* Task description
In full and without alteration, write out the lines below.

[Dataset entries]
%%

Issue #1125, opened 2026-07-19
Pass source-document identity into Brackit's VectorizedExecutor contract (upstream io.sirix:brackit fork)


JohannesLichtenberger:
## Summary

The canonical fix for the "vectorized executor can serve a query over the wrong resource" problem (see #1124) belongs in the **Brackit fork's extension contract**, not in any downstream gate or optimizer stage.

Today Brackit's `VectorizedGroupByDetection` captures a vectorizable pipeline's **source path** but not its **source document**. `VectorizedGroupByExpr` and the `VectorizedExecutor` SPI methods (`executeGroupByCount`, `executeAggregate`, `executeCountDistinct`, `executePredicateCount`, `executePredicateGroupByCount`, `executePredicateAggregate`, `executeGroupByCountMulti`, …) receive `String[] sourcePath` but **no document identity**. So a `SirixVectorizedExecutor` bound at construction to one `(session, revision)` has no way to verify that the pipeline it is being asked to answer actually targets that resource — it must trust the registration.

%%

* Answer box
Issue #1125, opened 2026-07-19
Pass source-document identity into Brackit's VectorizedExecutor contract (upstream io.sirix:brackit fork)


JohannesLichtenberger:
## Summary

The canonical fix for the "vectorized executor can serve a query over the wrong resource" problem (see #1124) belongs in the **Brackit fork's extension contract**, not in any downstream gate or optimizer stage.

Today Brackit's `VectorizedGroupByDetection` captures a vectorizable pipeline's **source path** but not its **source document**. `VectorizedGroupByExpr` and the `VectorizedExecutor` SPI methods (`executeGroupByCount`, `executeAggregate`, `executeCountDistinct`, `executePredicateCount`, `executePredicateGroupByCount`, `executePredicateAggregate`, `executeGroupByCountMulti`, …) receive `String[] sourcePath` but **no document identity**. So a `SirixVectorizedExecutor` bound at construction to one `(session, revision)` has no way to verify that the pipeline it is being asked to answer actually targets that resource — it must trust the registration.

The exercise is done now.